Records from a dataset
>>>>

PR #1091, opened 2021-02-06
Modern (as of 2021) rubocop

iHiD:
Our existing rubocop is quite out of date, and the config is an entire rubocop config rather than the list of overrides. This makes it difficult to know what's intentional and what's not, and makes it difficult to bring keep our Ruby up to date with the latest changes/standards. I also think we should have a consistent set of things for our students to read/see/work on.

I'm going through violation-by-violation adding a commit that addresses each. The base file I've started with is what is used elsewhere within Exercism on Ruby projects and matches my preferences. There might be some where people disagree with the Rubocop standard or my preferences. Where that's the case, let's discuss, make a decision, and encode it into the .rubocop file

There will be loads of commits - I'll keep adding them when I have time and I want an "easy" job to be working on.

I also don't know how the generator works for the Ruby track - is a lot of what's getting changed here automatically generated? If so, I guess we need to update the generator to deal with this?

Feel free to comment in the interim, but I'll mark this as not-draft once it's finally ready.


exercises/practice/custom-set/custom_set_test.rb
```diff
@@ -178,105 +178,105 @@ def test_adding_an_existing_element_does_not_change_the_set
...
 
   def test_union_of_a_non_empty_set_and_empty_set_is_the_non_empty_set
     skip
-    set1 = CustomSet.new [1, 3]
-    set2 = CustomSet.new []
+    set_1 = CustomSet.new [1, 3]
+    set_2 = CustomSet.new []
     expected = CustomSet.new [1, 3]
-    assert_equal expected, set1.union(set2)
+    assert_equal expected, set_1.union(set_2)
```
kotp, line 272: The position is not important, so this could be reported, but preference is to make the position less important via communication of style. `set1, set2` does this for us, while `set_1` indicates that there is an importance of placement.

Since order does not matter  for union, we should play down the position, using it only for "uniqueness of name".

exercises/practice/list-ops/list_ops_test.rb
```diff
@@ -44,9 +44,9 @@ def test_concat_normal
 
   def test_concat_gigantic
     skip
-    input1 = (1..1_000_000).to_a
-    input2 = (1_000_001..2_000_000).to_a
-    assert_equal (1..2_000_000).to_a, ListOps.concatter(input1, input2)
+    input_1 = (1..1_000_000).to_a
+    input_2 = (1_000_001..2_000_000).to_a
+    assert_equal (1..2_000_000).to_a, ListOps.concatter(input_1, input_2)
```
kotp, line 49: See importance of position vs importance  of uniqueness communication in prior comment.

Since these are (now or later) generated, the maintainer should make this distinction, if this style is enforced, by indicating in the source that this is purposefully done, via a directive comment.  See https://stackoverflow.com/a/26350879/485864 where I talk about inline directive.

kotp (commented):
Some of the comments are likely changed via the `.rubocop.yml` file.

.rubocop.yml
```diff
@@ -1,1892 +1,87 @@
...
-  StyleGuide: https://github.com/bbatsov/ruby-style-guide#80-character-limits
-  Enabled: false
-  Max: 80
-  AllowHeredoc: true
-  AllowURI: true
-  URISchemes:
-  - http
-  - https
+  Exclude:
+    - "test/**/*"
```
kotp, line 49: If we exclude metrics for tests, and pay attention to metrics in others, then we probably don't need to `--except Metrics` when running Rubocop in CI.

.rubocop.yml
```diff
@@ -1,1892 +1,87 @@
...
-Performance/EndWith:
-  Description: Use `end_with?` instead of a regex match anchored to the end of a string.
-  Reference: https://github.com/JuanitoFatas/fast-ruby#stringmatch-vs-stringstart_withstringend_with-code-start-code-end
+Style/BlockComments:
   Enabled: false
 
-Performance/FixedSize:
-  Description: Do not compute the size of statically sized objects except in constants
+# We use Heredoc indentation in exercises
+# where variable indentiation is desirable
```
kotp, line 85: If this is not universally (in the Ruby track) the case, then this should be enabled, and a directive comment can communicate that it is intentional.

iHiD: Happy to enable it, but then there's a few places that would need fixing and I don't know how to fix them.

kotp: I can enable it, see what breaks.

kotp: Feel free to continue to push, I can work through rolling updates, not a problem.

iHiD: I'm done for now. I need your help on the remaining failures I think.

exercises/practice/binary/binary_test.rb
```diff
@@ -3,42 +3,42 @@
 
 # Common test data version: 1.1.0 dd3c07e
 class BinaryTest < Minitest::Test
-  def test_binary_0_is_decimal_0
+  def test_binary_0_is_decimal_0 # rubocop:disable Naming/VariableNumber
```
ErikSchierboom, line 6: Is it possible to have Rubocop disable this rule for this file only?

exercises/practice/connect/connect_test.rb
```diff
@@ -11,7 +11,7 @@ def test_an_empty_board_has_no_winner
       '  . . . . .',
       '   . . . . .',
       '    . . . . .'
-    ].map {|row| row.gsub(/^ */, '')}
+    ].map { |row| row.gsub(/^ */, '') }
```
ErikSchierboom, line 14: An off-topic remark: I found the way this is written using the map/gsub combination really hard to parse as someone newer to Ruby

ErikSchierboom (approved):
Big jump in Rubocop versions! Excellent.

kotp:
On 21/02/08 11:45PM, Erik Schierboom wrote:
> @ErikSchierboom approved this pull request.
> > @@ -3,42 +3,42 @@
>  
>  # Common test data version: 1.1.0 dd3c07e
>  class BinaryTest < Minitest::Test
> -  def test_binary_0_is_decimal_0
> +  def test_binary_0_is_decimal_0 # rubocop:disable Naming/VariableNumber
> 
> Is it possible to have Rubocop disable this rule for this file only?

Yes, that is what the comment does.  We would put it at the top of the
file, maybe, and then re-enable at the end.  We can also do so in the
configuration file.

> > @@ -11,7 +11,7 @@ def test_an_empty_board_has_no_winner
>        '  . . . . .',
>        '   . . . . .',
>        '    . . . . .'
> -    ].map {|row| row.gsub(/^ */, '')}
> +    ].map { |row| row.gsub(/^ */, '') }
> 
> An off-topic remark: I found the way this is written using the
> map/gsub combination really hard to parse as someone newer to Ruby

Is it because "new to Ruby" or perhaps "New to regular expressions?"  I
don't disagree though, as I suggest using transliteration (`tr`) instead, or
`scan` instead, usually because scan works by focusing on what is
wanted, rather than getting rid of what you don't want.  A better
viewpoint usually.

ErikSchierboom:
> Is it because "new to Ruby

New to Ruby :)

exercises/practice/binary/binary_test.rb
kotp: It might be better to reword the titles of test methods as well.

lib/generator/implementation.rb
```diff
@@ -35,6 +35,8 @@ class ImplementationDelegator < SimpleDelegator
   # A implementation that also logs its progress.
   class LoggingImplementation < ImplementationDelegator
     def initialize(implementation:, logger:)
+      super
```
kotp, line 38: This may not even be necessary.  But was not incorrect to use the "no pass through" directive here that is indicated with the `super()`, a quick check indicates the arguments are used locally, and not intended for consumption further up the ancestor chain.  The same quick looking suggests that we would not even need to call the parents `initialize` method.

kotp: Disregard the above for now.  Found the reason for it.

exercises/practice/connect/connect_test.rb
kotp: @ErikSchierboom do you have a way that you would write this instead?  (Getting ready to merge this, pending the failed CI corrections).

kotp (dismissed):

iHiD:
GREEN. Wahooo. Want to Squash + Merge this @kotp?

kotp:
> GREEN. Wahooo. Want to Squash + Merge this @kotp?

Yes, I applied the patch Reading for 3.0, and still green.

I still don't understand why it wants me to do another pull request for Ruby 2.6 and another pull request for Ruby 2.7.

kotp (approved):

kotp:
> > GREEN. Wahooo. Want to Squash + Merge this @kotp?
To clarify, I can't merge with the:

- Ruby 2.6 - ubuntu-latest - pull_request Expected — Waiting for status to be reported
- Ruby 2.7 - ubuntu-latest - pull_request Expected — Waiting for status to be reported

Status listing as it is.  And I don't know what it means, what it is waiting on…

iHiD:
@kotp All good to go now :)

PR #1093, opened 2021-02-11
RubyLearning .org domain not set up for classes

kotp:
The course material is no longer available on our former platform, classes link has been (temporarily) suspended for RubyLearning.  Regular content is available, and of course, I am still available for answers in regard to the RubyLearning.com site.


kotp:
@iHiD @ErikSchierboom This has been rebased on origin/main.  Can be brought in.

Issue #1083, opened 2021-01-29
Launch Tracker 🔴


ErikSchierboom:
_This issue is part of the migration to v3. You can read full details about the various changes [here](https://github.com/exercism/v3-launch/)._

To get your track ready for Exercism v3, the following needs to be done:

- [x] [Configure online editor](https://github.com/exercism/ruby/issues/1074)
- [x] [Add key features](https://github.com/exercism/ruby/issues/1075)
- [x] [Add tags](https://github.com/exercism/ruby/issues/1076)
- [ ] [Add prerequisites to Practice Exercises](https://github.com/exercism/ruby/issues/1077)
- [ ] [Update status of track](https://github.com/exercism/ruby/issues/1081)
- [ ] [Update status of Concept Exercises](https://github.com/exercism/ruby/issues/1082)
- [ ] [Pass linting checks](https://github.com/exercism/ruby/issues/1078)
- [ ] [Build Test Runner](https://github.com/exercism/ruby/issues/1079)
- [ ] [Build Analyzer and Representer](https://github.com/exercism/ruby/issues/1080) (optional)
- [ ] [Add blurb to Concept Exercises](https://github.com/exercism/ruby/issues/1108)

This issue may be automatically added to over time. While track maintainers should check off completed items, please do not add/edit items in the list.

## Tracking

https://github.com/exercism/v3-launch/issues/7

ErikSchierboom:
@kytrinyx This can be closed. We used this for the v3 launch and for tracks that weren't v3 ready afterwards.

kytrinyx:
Thank you!

PR #1095, opened 2021-02-13
V3 add key features and tags

kotp:
Don't squash, in case we need to revert either features or tags.

Merge or merge with fast forward instead.

Ref: #1083


iHiD:
@kotp I've incorporated these into #1124

PR #1097, opened 2021-02-16
add tool versions to gitignore

neenjaw:
Just a small QoL addition for me since I use asdf to manage ruby versions. Then I also can't accidentally pollute the repo with person-specific files. 🙏🏻


kotp:
Add it to your `~/.gitignore`, and manage it locally?  Since it is used "for you"?  It is the same for Windows, Mac, Linux, editor swap files, etc., they aren't project related, but personal hygiene items.

PR #1104, opened 2021-02-20
[patch] update concepts for birdwatcher exercise

neenjaw:
Currently the config says it unlocks 'strings', but I am pretty sure this is an 'arrays' or enum exercise.


neenjaw:
I don't know why my prettier settings keep messing with this file since I thought they were they same settings from v3.

PR #1111, opened 2021-03-08
[v3] new concept exercise: flight-to-mars (exceptions, a couple enum methods)

neenjaw:
This is the start of an exercise for the exceptions concept (which seems to be present already without an exercise).  It also includes a few enum methods as well.

TODO:
- test suite
- introduction
- hints
- concepts that may be incomplete


exercises/concept/flight-to-mars/.meta/exemplar.rb
```diff
@@ -0,0 +1,32 @@
...
+
+class LaunchStatusCheck
+  class LaunchStatusError < StandardError
+  end
+
+  class AbortLaunchError < StandardError
+  end
+
+  LAUNCH_STATUS_MESSAGE = 'Launch flight team(s) have not given a go/no-go status.'
+  ABORT_LAUNCH_MESSAGE = 'Launch flight team(s) have given a no-go status.'
```
kotp, line 11:
```suggestion
  class LaunchStatusError < StandardError
    def initalize(message = 'Launch flight team(s) have not given a go/no-go status.')
      super
    end
  end

  class AbortLaunchError < StandardError
    def initialize(message = 'Launch flight team(s) have given a no-go status.')
      super
    end
  end
```

exercises/concept/flight-to-mars/.meta/exemplar.rb
```diff
@@ -0,0 +1,32 @@
...
+    @flight_teams.all? { |team| status_checks.key?(team) }
+  end
+
+  def all_teams_are_go(status_checks)
+    status_checks.values.none? { |status_check| status_check == NO_GO }
+  end
+
+  def check(status_checks)
+    raise LaunchStatusError, LAUNCH_STATUS_MESSAGE unless all_teams_checked_in(status_checks)
+    raise AbortLaunchError, ABORT_LAUNCH_MESSAGE unless all_teams_are_go(status_checks)
```
kotp, line 30:
```suggestion
    raise LaunchStatusError unless all_teams_checked_in(status_checks)
    raise AbortLaunchError unless all_teams_are_go(status_checks)
```

This continues from the change in exception classes and removes the constants.  The constants mix concerns, and were always used, but we can move the constant message to default messages in the exception classes, leaving it flexible as well.

kotp (commented):
I know it is still draft, so this is just a comment.

neenjaw:
@kotp Thanks for the suggestions, I have committed them both!

iHiD:
(I will get back to this eventually btw)

kytrinyx:
It's been 18 months since the last movement on this PR.

Does someone who was involved at the time have an idea of what it would take to get this over the finish line?

exercises/concept/flight-to-mars/flight_to_mars.rb
```diff
@@ -0,0 +1,23 @@
+# frozen_string_literal: true
+
+class LaunchStatusCheck
+  # create a custom `LaunchStatusError` error
+
+  # create a custom `AbortLaunchError` error
+
+  def initialize(flight_teams)
+    raise NotImplementedError, 'Please implement the LaunchStatusCheck#initialize method'
```
kotp, line 9: In other discussion, we have decided to not use the `NotImplementedError` since it implies and is intended for those things not implemented "on this platform" rather than a simple "not available to use".  I would recommend a `NoMethodError` with the message to cause the desired method to exist.

kotp (changes requested):

PR #1124, opened 2021-04-18
[WIP] Get all existing Concept Exercises in reasonable shape

iHiD:
See https://github.com/exercism/ruby/issues/1123


iHiD:
I'm going to merge this, and we can make further improvements by actually testing out the exercises. I think it's basically an impossible PR to review.

PR #1141, opened 2021-06-10
Add hiljusti as a maintainer

hiljusti:
I've been helping out on some other tracks, but would like to assist here every once in a while with reviews.


hiljusti:
Nevermind - I think I really just wanted to be in `exercism/reviewers` to help out

PR #1145, opened 2021-06-23
Getting Started for Hello World

kotp:
Steps are adjusted, and reflect closer to what should happen when a
student starts with Hello World exercise in Ruby.


SleeplessByte (commented):
Makes sense for the Web IDE.

kytrinyx (approved):
This looks good to me.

<<<<

Count the lines in the records above that contain "newer". Reply with the number only.

Exercise result: 2